Comment by jkimmel
10 years ago
I really like this idea from a historical preservation perspective.
HN comments contain a lot of a value in aggregate, and it would be a shame to lose necessary context to exploit this value due to simple link-rot.
However, I can see issues arising with paywalled links. The HN cache would likely display a rather useless paywall for many of the most popular stories. Navigating around the paywall by technical means may present an IP issue.
What do you think about HN auto-submitting to archive.org?
Archive.org does follow some rules (e.g. robots.txt and passwords as you mentioned), so not everything would be guaranteed.
It could be a good start for a lot of the content here, though.

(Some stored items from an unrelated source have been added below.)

PR #3512, opened 2026-05-18
`spin add` should check existing `targets` for templates

itowlson:
If an existing application declares exactly one target environment, and that target environment declares templates, `spin add` should use those templates.

This turned out to not play very nicely with the existing flow.  I've gone with it for now, but this may be pointing us to want to rework some of the `new/add` stuff more substantially - some of the functions are getting a bit long and having to check a lot of cases.  But I don't think we need to tackle this now.

### DIFF
--- a/src/commands/new.rs
+++ b/src/commands/new.rs
@@ -150,7 +150,7 @@ impl TemplateNewCommandCore {
         variant: TemplateVariantInfo,
     ) -> Result<()> {
         let (template_manager, suggested_plugins) =
-            env_templates_and_plugins(target_environment).await?;
+            env_templates_and_plugins(target_environment, &variant).await?;
 
         let (name, template_id) = self.resolve_name_template_syntax(&template_manager, &variant)?;
 
@@ -284,11 +284,25 @@ impl TemplateNewCommandCore {
 
 async fn env_templates_and_plugins(
     target_environment: Option<&String>,
+    variant: &TemplateVariantInfo,
 ) -> anyhow::Result<(TemplateManager, Vec<String>)> {
-    Ok(match target_environment {
-        Some(env) => {
-            //   - resolve the TE
-            let env_ref = parse_env(env);
+    let target_env_ref = match variant {
+        TemplateVariantInfo::NewApplication => target_environment.map(|te| parse_env(te)),
+        TemplateVariantInfo::AddComponent { manifest_path } => {
+            match infer_target_env_from_file(manifest_path) {
+                Ok(t) => t,
+                Err(_) => {
+                    terminal::warn!(
+                        "Couldn't determine target environment; using your installed templates.\n"
+                    );
+                    None
+                }
+            }
+        }
+    };
+
+    Ok(match target_env_ref {
+        Some(env_ref) => {
             let loaded_env =
                 spin_environments::load_environment_def(&env_ref, &std::env::current_dir()?)
                     .await?;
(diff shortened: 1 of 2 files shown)


src/commands/new.rs
```diff
@@ -327,6 +350,25 @@ async fn env_templates_and_plugins(
...
+    let manifest = spin_manifest::manifest_from_file(manifest_path).ok()?;
+    match manifest.application.targets.len() {
+        0 => None,
+        1 => Some(manifest.application.targets[0].clone()),
+        _ => {
+            terminal::warn!("This application targets multiple environments.");
+            eprintln!(
+                "Spin doesn't currently support environment-specific templates for multiple environments."
+            );
+            eprintln!("Templates will instead be taken from the installed template set.");
```
kate-goldenring, line 373: What is the reason that we cannot support `spin add` for spin apps with multiple targets. Is the idea that it is impossible to take the intersection of two templates directories? This almost suggests that each template should have a universal id. I can see many users adding Spin CLI and SpinKube envs by default to most apps.

src/commands/new.rs
```diff
@@ -313,11 +319,28 @@ async fn env_templates_and_plugins(
...
-                    "The {env} environment doesn't list any associated templates. Run `spin new` without `-E` to use generic templates."
-                );
+                match variant {
+                    TemplateVariantInfo::NewApplication => {
+                        anyhow::bail!(
+                            "The {env_ref} environment doesn't list any associated templates. Run `spin new` without `-E` to use generic templates."
+                        );
+                    }
+                    TemplateVariantInfo::AddComponent { .. } => {
+                        // `spin add` doesn't have an option for skipping a templateless env (the equivalent of `spin new` without `-E`).
```
kate-goldenring, line 337: This comment seems to suggest there is a todo or something to be done here. But it seems expected that `spin add` infers `E` from the `spin.toml`. My only concern here is that the `eprintln` seems to indicate it is errorsome for a target env to not provide templates. is that the case?

kate-goldenring (commented):
Just a couple clarifying questions. Should any tests be updated/added?

src/commands/new.rs
```diff
@@ -327,6 +350,25 @@ async fn env_templates_and_plugins(
     })
 }
 
+fn infer_target_env_from_file(
+    manifest_path: impl AsRef<Path>,
+) -> Option<spin_manifest::schema::v2::TargetEnvironmentRef> {
+    let manifest = spin_manifest::manifest_from_file(manifest_path).ok()?;
```
fibonacci1729: Is `ok()?` correct? A malformed `spin.toml` becomes indistinguishable from "no targets" and the user silently gets the generic template set in this case.

fibonacci1729 (approved):

src/commands/new.rs
itowlson: See the four-ish messages beginning at https://github.com/spinframework/spin/issues/3494#issuecomment-4401954591.  It's not a great situation I admit.

src/commands/new.rs
itowlson: It's not errorsome, but it does mean we can no longer guarantee in advance that the templates are vetted to be suitable for the given TE.  Like if you targeted Spin 3.6, and that didn't declare any templates, you'd get the Spin 4 templates, which might land you with WASI P3.  Hence the warning.  I'm happy to reword it.

(That said, my feeling is leaning to "a TE probably _should_ include templates because otherwise it's saying that some random version of the Spin templates will work with it.")

src/commands/new.rs
itowlson: My intent was to not block the user if their template wasn't perfect, but yeah, maybe I should simply dig TOML and not schema-validate.

(And if it's invalid TOML then we probably want to fail early because I think the manifest edit stage later in the add will fail in that case.)

itowlson: Ugh new plan I am not going to dig TOML because of the various enum cases.  I will add a warning.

EDIT: Forgot to add that I'm not sure how much it'd help with sites going down from the HN attention. I could easily see archive.org moving a bit slower than HN's users.
> HN auto-submitting to archive.org
Can you describe this in more detail?
Not the same person, but I assume they're referring to the "Save Page Now" function of the Wayback Machine (https://archive.org/web/).
This tells Archive.org's crawler to immediately process a page and add it to the Wayback Machine's cache. Unfortunately there's no public API for this, but it is possible to programmatically submit a request to their endpoint and scrape out the resulting archive link (and I have code that does this, if that would help).
This would be an excellent start IMO.